PyTorch/LibTorch/TorchScript as a backend

I have been working on support for calling TorchScript from TVM as a backend. This can be used fallback for when torch operators are not yet implemented or if one wants to incorporate bespoke PyTorch custom ops into TVM with ease.

My proposed implementation strategy is

  • add a new relay torchop that takes a variable number of inputs and executes a provided TorchScript (aka PyTorch JIT) function,
  • add a backend module class that calls into LibTorch (aka the C++ bindings underlying PyTorch), executing a TorchScript function.

The key addition to the relay infrastructure is that while leaving num_inputs == -1 on operator registration is documented to indicate a variable number of inputs, the type inference pass is not prepared to deal with it and instead requires the number of arguments provided to match the number of arguments with add_argument on operator registration. The proposed change to the type inference is then to match the declared arguments but to allow additional arguments if num_inputs is -1.

The other detail is that it uses a string attribute in the call node’s attributes to take the serialized TorchScript. This is a bit fishy as the serialized representation is binary. I used serialization to get TorchScript into TVM at the C++ level as it is tricky to interoperate between PyBind-wrapped objects (TorchScript in PyTorch) and the TVM FFI, but we might pass things around as handles later (but I’m not sure if that works well with attributes). I would be glad to have your advice on this.

Currently I only support one output tensor and FP32, but that is straightforward to make flexible, and I would do this in parallel to the more fundamental discussion e.g. around the things above.

Even though this is in draft state, I have opened PR 7401 to make discussions concrete in terms of code.

Thank you!

1 Like

cc @masahi @jroesch @junrushao

AWS is also doing “partial compilation” with similar motivation, see Speeding up TensorFlow, MXNet, and PyTorch inference with Amazon SageMaker Neo | AWS Machine Learning Blog and http://www.youtube.com/watch?v=Tb-w6IVPRds&t=23m24s

One thing I wonder is, could this help integrating TVM into pytorch, for training? Some people might be interested in this.

The alternative for TVM integration into PyTorch might be to take the opposite approach and have the PyTorch JIT call TVM. This had been prototyped by facebook as torch-tvm, but I think between the PyTorch frontend we have now and with the enhanced TorchScript dev experience things I’m working on (enabling modification of TorchScript from Python), it would be much easier to implement using the dictionary of TVM-supported ops and sending these blobs into the PyTorch frontend.

So one thing I’m still thinking about is whether TorchScript functions is the right level or if I should try harder to only do individual ops.

Pro TorchScript:

  • Individual ops would go much deeper into the PyTorch JIT API than the very widely used TorchScript interface we use now.
  • We don’t have to figure out what to do with non-tensor arguments as they’ll be created as constants in TorchScript
  • We faithfully use the PyTorch chain, e.g. their optimizations for the graphs we feed.
  • There might be applications where having programs is actually better.

Pro Ops:

  • The match to Relay in granularity is much better and wrapping each op in a TorchScript function is quite an overhead.

What do you think?

Thanks for the proposal.

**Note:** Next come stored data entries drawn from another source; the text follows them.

Issue #1117, opened 2025-06-16
Feature request: Sample Turbulence Intensity at x, y, z locations


hannahgielen:
# Sample Turbulence Intensity at x, y, z locations

Hi, I would like to propose a feature similar to the existing `sample_flow_at_points(...)` function, but for turbulence intensity (TI). This would allow users to easily retrieve TI values at arbitrary points (`x`, `y`, `z`).
Currently, I think the only way to extract TI at specific locations is to manually access the internal flow field arrays after calling `solve_for_points(...)`. 

## Proposed solution

Add a method that is similar to `sample_flow_at_points`, but returns turbulence intensity. I'm not completely sure how you would implement it internally, but I imagine something like the following, based on `sample_flow_at_points(...)`:

```python
def sample_ti_at_points(self, x, y, z):
    if not len(x) == len(y) == len(z):
        raise ValueError("x, y, and z must be the same size")

    self.core.solve_for_points(x, y, z)
    return self.core.flow_field.turbulence_intensity_field_sorted[0, 0, :, 0]
```

## Alternatives considered

Currently, I try to work around this by doing something like:
```python
self.core.solve_for_points(x, y, z)
ti = self.core.flow_field.turbulence_intensity_field_sorted[0, 0, :, 0]
```

misi9170:
Hi @hannahgielen ,

Thank you for the suggestion! It's a good idea, and I think your code at the top level would work as you describe. Unfortunately, in the underlying solver, the turbulence intensity is not evaluated at each location, only at the turbine locations. For instance, the [`full_flow_sequential_solver()`](https://github.com/NREL/floris/blob/a6fc5d35aa32614edc450dc399c42af60a816887/floris/core/solver.py#L263) is called by `Core.solve_for_points()`, but this does not actually re-evaluate the turbulence; the turbulence is calculated beforehand at the turbine locations in the `sequential_solver()` and then [used in the main `full_flow_sequential_solver()`](https://github.com/NREL/floris/blob/a6fc5d35aa32614edc450dc399c42af60a816887/floris/core/solver.py#L374-L375) code. 

[...]

PR #1129, opened 2025-07-25
TI sampling at arbitrary points 

hannahgielen:
## Turbulence Intensity Sampling at Arbitrary Points 

This pull request adds a function to compute the turbulence intensity at arbitrary points in the flow field the same way ```sample_flow_at_points()``` does. This is done by adding the turbulence intensity calculation from ```sequential_solver()``` to ```full_flow_sequential_solver()```. It introduces the functions ```sample_ti_at_points()```, which returns a 3D array of turbulence intensity values at specified x,y,z points and ```solve_ti_at_points()```, which uses ```PointsGrid``` to compute the TI field. Both work similar to ```sample_flow_at_points()``` and ```solve_at_points()```.  

## Related issue

Issue #1117

```floris/floris_model.py```
```floris/core/core.py```
```floris/core/solver.py```

Only the ```full_flow_sequential_solver()``` is modified,  so the function is currently not working for the ```cc_solver``` and ```full_flow_empirical_gauss_solver```.

### CODE REVIEW

**Comment by misi9170** [comment]
Thanks @hannahgielen , this looks great!

I'll work with this a bit and push some changes directly to your branch as I move through some bits and pieces:
- [x] Get existing tests/checks passing
- [x] Add new tests
- [x] Add code to other full flow solvers where appropriate based on your implementation in `full_flow_sequential_solver()`
- [x] Possibly add an example in or add to an existing example
- [x] Add equivalent functionality to `ParFlorisModel`, as in #1059 

Once I've done that (hopefully in the next week or two), I'll ask you to look over the changes I've made and get a final review from another FLORIS developer. Assuming that all goes smoothly, I'm hoping we can get this merged in in the next month or so and have it appear in the next minor FLORIS version (v4.5)

**Comment by misi9170** [comment]
I've now added the code to `full_flow_cc_solver()` so that the cumulative curl (CC) model can also be run. The code now supports running with:
- Gauss, GCH, TurboparkGauss*, and Jensen models (in `full_flow_sequential_solver()`)
- CC model (in `full_flow_cc_solver()`)

The legacy Turbopark model is not supported because it does not have a full flow solver implemented and is deprecated by the TurboparkGauss model. The Empirical Gaussian (EmG) model is minimally supported in `full_flow_empirical_gauss_solver()`, but note that since the EmG model does not explicitly use TI, the ambient TI is simply returned at all sample points. It is possible that we could add a similar approach for EmG that instead returns the [wake induced mixing](https://nrel.github.io/floris/empirical_gauss_model.html#wake-induced-mixing) factor, but I will leave that as future work.

I've now added an example examples/examples_get_flow/003_extract_turbulence_intensity_at_points.py (note the similarity to 002_extract_wind_speed_at_points.py). This produces the following figure when run using the GCH model (with the Crespo-Hernández added TI model):
image

I understand this to be correct; there is a top-hat shape with a slight "dip" at the top caused by a shortening of the "downstream" distance when turbines are not directly aligned (see similar shape using the Jensen velocity model in the 002_extract_wind_speed_at_points.py example).

I still need to add an equivalent TI sampling method to the `ParFlorisModel`. Once that is done, and if we confirm that the sampled TI in the figure above looks consistent with the form of the Crespo-Hernández model, I will ask others for review.


*the TurboparkGauss model runs but simply returns the ambient TI unless the `turbulence_model` is changed to `"crespo_hernandez"` in the input file.

**Comment by misi9170** [comment]
I've now also added equivalent functionality to `ParFlorisModel`. This was slightly more complex than I had originally imagined, but I've abstracted the `ParFlorisModel.solve_flow_at_points()` method into a new `ParFlorisModel._solve_value_at_points` method that can now handle velocities or turbulence intensity, and in future may support sampling other quantities. I've added a test for this, which compare the TI sample with `FlorisModel` to that sampled with `ParFlorisModel`. I also fixed a small typo bug in the test for `ParFlorisModel.solve_flow_at_points`.

This PR is now ready for final review.

File: floris/core/solver.py [hunk 1]
```diff
@@ -441,10 +447,37 @@ def full_flow_sequential_solver(
...
+            x_i,
+            rotor_diameter_i,
+            axial_induction_i,
+        )
+
+        # Calculate locations where wake-added turbulence (WAT) applies
+        area_overlap = np.where(velocity_deficit * flow_field.u_initial_sorted > 0.05, 1, 0)
+
+        # Modify wake added turbulence by wake area overlap
+        downstream_influence_length = 15 * rotor_diameter_i
```
paulf81, line 462: Sorry if this is a dumb question, but why 15 specifically?

floris/core/solver.py
```diff
@@ -871,9 +910,37 @@ def full_flow_cc_solver(
...
+            x_i,
+            rotor_diameter_i,
+            axial_induction_i
+        )
+
+        # Calculate wake overlap for wake-added turbulence (WAT)
+        area_overlap = np.where(turb_u_wake > 0.05, 1, 0)
+
+        # Modify wake added turbulence by wake area overlap
+        downstream_influence_length = 15 * rotor_diameter_i
```
paulf81, line 925: Same probably not brilliant question

paulf81 (approved):

paulf81 (approved):
Looks great, thank you.  Just had one part I didn't understand so left a small question

floris/core/solver.py
misi9170: Not a dumb question...

15D is how the [influence of TI is defined in the main `sequential_solver()`](https://github.com/NREL/floris/blob/a6fc5d35aa32614edc450dc399c42af60a816887/floris/core/solver.py#L238), and [similarly for the `cc_solver()`](https://github.com/NREL/floris/blob/a6fc5d35aa32614edc450dc399c42af60a816887/floris/core/solver.py#L675). 

For the purpose of this PR, that influence is just being matched in the `full_flow` versions of those solvers. Will dig a bit more on the original 15D specification.

misi9170: The 15D influence was introduced in the `sequential_solver` at the [same time as the Crespo-Hernández turbulence intensity model](https://github.com/NREL/floris/commit/869d0a1d83f0d471aaf2f34e1047ba9b31802696), and was then copied over to the `cc_solver()` when added turbulence was [added to the CC model](https://github.com/NREL/floris/commit/3bc5a6ac7c7fe87a1d7228c3efa56218d9db5801). 

The first introduction was during the run-up to release v3, and there wasn't a ton of documentation and formal pull requests at that time. However, looking back at the [original 1996 Crespo-Hernández paper](https://www.sciencedirect.com/science/article/pii/016761059500033X), it seems that the experiments used to parametrize the model ran to a maximum of 15D downstream of the turbine; so it seems we also limited the influence to that range to avoid extrapolating on the reported results.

I care more about the overhead part. We can imagine that making TorchScript for every indifidual op would generate lots of TorchScripts, which may introduce non-negligible overheads. Is it possible to use a real model to evaluate the relationship between Torchscript number (i.e., offloaded ops) and overheads, so that people can easily judge whether it is worthwhile to pay efforts? After all, it would be meaningless if the end-to-end performance is worse than PyTorch due to this overhead.

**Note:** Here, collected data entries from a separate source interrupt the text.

PR #1134, opened 2025-08-04
Curled wake model wind farm solver implementation

tonyinme:
This is a draft PR to get the conversation started on the implementation of the curled wake model in floris. 

@misi9170 and @bayc have been helping with the implementation. 
The backbone code structure was suggested by @misi9170 

Here are some of the things that need to be addressed. 

- [x] Extract CWM code into a separate file
- [x] Modify code and solver to use multiple indices (currently only supports one wspd and wdir).
- [ ] Use the background flow features from flow_field.


tonyinme:
@misi9170 , thanks for meeting with me earlier today and talking through the changes. 
I pushed some of the changes we discussed (new solver_cwm file, extracted plane function to curled_wake, etc). 
More to come in the next few days.

misi9170:
@tonyinme , I know you're still working here---I've just updated some formatting and requirements so that the tests run through. If you want to be able to address the formatting yourself, you can pip install floris with the develop option
```
pip install -e ".[develop]"
```
and then run
```
pytest .
```
to run the tests and 
```
pre-commit run --all-files
```
to check formatting. That will catch most formatting issues (although it only runs in the current python version, which isn't completely bulletproof because the tests/checks run in various python versions 3.9--3.13, which is why I had to make a couple of pushes here to get the numba install right...).

misi9170:
Looks like numba version 0.61.2 is installed for all python versions 3.10 and up; but [0.60.0 is installed for python 3.9](https://github.com/NREL/floris/actions/runs/17044869626/job/48317914975?pr=1134).

We are planning to [remove support for python 3.9](https://github.com/NREL/floris/pull/1079) in the coming months as it reaches end-of-life. We can update the pyproject toml with an exact specification for numba later, once we get closer to final implementation and review.

tonyinme:
Perfect, thanks @misi9170 !

I've made some improvements today to the turbulence model. 
I only have a few more updates to make (add veer and curl) and then we should be good to move forward with the next steps.

tonyinme:
@misi9170 , thanks for the help with this implementation. 
I now have a working implementation that is ready for review.

misi9170:
Hi @tonyinme ,

I've now gone in and reworked the code to allow it to operate over multiple wind conditions (findices) at once. That's working fine, although I wasn't able to get away from at least some sort of loop, so there is a loop that runs n_findex x n_turbines times (but at least it doesn't run n_findex x n_planes times :) ).

I also refactored the code in curled_wake.py to use vectorized operations and remove the numba decorators and import. I still need to investigate whether this is slower than using numba though.

I'll now need to go through everything slowly and clean things up. As I'm going that, I'll make a list of items that we still need to address.

But, in the meantime, you can check out the operation over multiple conditions in examples/examples_curled_wake/01_test_cwm_solve.py

tonyinme:
Hi @misi9170 , excellent! Thanks for working your magic and updating the code to use the proper indexing. 
In my experience numba always makes these specific operations of the curled wake model faster (~2X or more) on most systems. 
But we can use whatever works best for the FLORIS infrastructure. 

I tested the code and it is similar than before so all is good from my end. 
Let me know when you have the tasks defined and I can go in and make any changes/adjustments. 

Thanks!

PR #983, opened 2020-03-25
gRPC gradle plugin rework

Scottmitch:
Motivation:
0ebe48ed3948f22bfc003c8a0c551572bb70bbbf divided the
servicetalk-grpc-gradle plugin into two files:
1. an executable script
2. an uber jar with the plugin logic
The executable script assumed the uber jar would be co-located in the
same directory as the uber jar, but that isn't the case in gradle
caches. This means the plugin may fail to execute outside of the maven
m2 repository structure.

Modifications:
- Instead of publishing a static script for each platform which assumes
a co-located uber jar, dynamically generate the executable script
depending upon where the uber jar is resolved from for the local build.

Result:
servicetalk-grpc-gradle works with gradle cache directory structure and
local development.


servicetalk-grpc-gradle-plugin/src/main/groovy/io/servicetalk/grpc/gradle/plugin/ServiceTalkGrpcPlugin.groovy
```diff
@@ -67,6 +62,49 @@ class ServiceTalkGrpcPlugin implements Plugin<Project> {
...
+        uberJarFile = project.configurations.compileOnly.find { it.name.startsWith("servicetalk-grpc-protoc") }
+        if (uberJarFile == null) {
+          throw new IllegalStateException("failed to find the servicetalk-grpc-protoc:$serviceTalkVersion:all")
+        }
+      }
+
+      File scriptExecutableFile
+      try {
+        if (org.gradle.internal.os.OperatingSystem.current().isWindows()) {
+          scriptExecutableFile = File.createTempFile(scriptNamePrefix, ".bat")
```
Scottmitch: generation of temp files is not ideal ... but a reliable way to make sure we use the jar file that is actually resolved for each build. I'm open to alternatives @idelpivnitskiy

servicetalk-examples/grpc/helloworld/build.gradle
```diff
@@ -33,7 +33,7 @@ serviceTalkGrpc {
 
   // The following setting must be omitted in users projects and is necessary here
   // only because we want to use the locally built version of the plugin
-  serviceTalkProtocPluginPath = "${project.rootProject.rootDir}/servicetalk-grpc-protoc/build/buildExecutable/" +
-      io.servicetalk.internal.build.ExecutableBuilder.addExecutablePostFix("protoc-gen-servicetalk_grpc",
-          org.gradle.internal.os.OperatingSystem.current().isWindows())
+  serviceTalkProtocPluginPath =
+      "${project.rootProject.rootDir}/servicetalk-grpc-protoc/build/buildExecutable/servicetalk-grpc-protoc-" +
+          project.version + "-all.jar"
```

I want to see big subgraphs partitioned automatically by BYOC, sent to libtorch and hopefully fused there. I think this is also what BYOC is originally designed for (as big subgraph as possible). So I’m +1 for Pro TorchScript.

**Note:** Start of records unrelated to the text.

PR #984, opened 2020-03-26
gRPC gradle plugin write script to buildDir

Scottmitch:
Motivation:
servicetalk-grpc-gradle-plugin was writing the executable script files
to the temp directory and not cleaning them up. There was also a bug in
a variable substitution which lead to compile errors.

Modifications:
- Write to the buildDir instead of temp, and don't rewrite the file on
every build if it already exists since the version information is in the
file name.
- Fix the variable naming bug

Result:
No more temp files for servicetalk-grpc-gradle-plugin and one less
variable naming bug.

### DIFF
--- a/servicetalk-grpc-gradle-plugin/src/main/groovy/io/servicetalk/grpc/gradle/plugin/ServiceTalkGrpcPlugin.groovy
+++ b/servicetalk-grpc-gradle-plugin/src/main/groovy/io/servicetalk/grpc/gradle/plugin/ServiceTalkGrpcPlugin.groovy
@@ -21,6 +21,7 @@ import org.gradle.api.InvalidUserDataException
 import org.gradle.api.Plugin
 import org.gradle.api.Project
 import org.gradle.api.Task
+import org.gradle.api.tasks.Delete
 import org.gradle.plugins.ide.eclipse.EclipsePlugin
 import org.gradle.plugins.ide.idea.IdeaPlugin
 import org.gradle.plugins.ide.idea.model.IdeaModel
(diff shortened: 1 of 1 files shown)


servicetalk-grpc-gradle-plugin/src/main/groovy/io/servicetalk/grpc/gradle/plugin/ServiceTalkGrpcPlugin.groovy
```diff
@@ -21,6 +21,7 @@ import org.gradle.api.InvalidUserDataException
 import org.gradle.api.Plugin
 import org.gradle.api.Project
 import org.gradle.api.Task
+import org.gradle.internal.os.OperatingSystem
```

Why is this a pro for op-by-op? It sounds like more of a con to me (since we need to wrap more ops?).

If the goal is to a be fallback mechanism I think it makes sense to take full sub-programs vs. single operations. One potentially better design for the ops could be lifting the offloaded into a special top-level function which contains the torch-script vs. needing to embed in call nodes directly. This might allow you to use the default call node with some attributes vs. needing to match another piece of AST in the compiler.

Thank you for your comments!

So there are two parts:

  • What do we represent in Relay,
  • what will be the function in the runtime.

I guess I’m reading agreement here that TorchScript functions are a reasonably good fit for the runtime.

If we determine this function during the (currently trivial) byoc phase, this would mean that we want to change the representation in relay to be at the op level (I guess). For this I need to do more figuring out how to best represent an arbitrary op in PyTorch, probably symbol (=name) and signature plus non-tensor inputs in attributes.

Does the variable number of args handling in type inference look reasonable to you?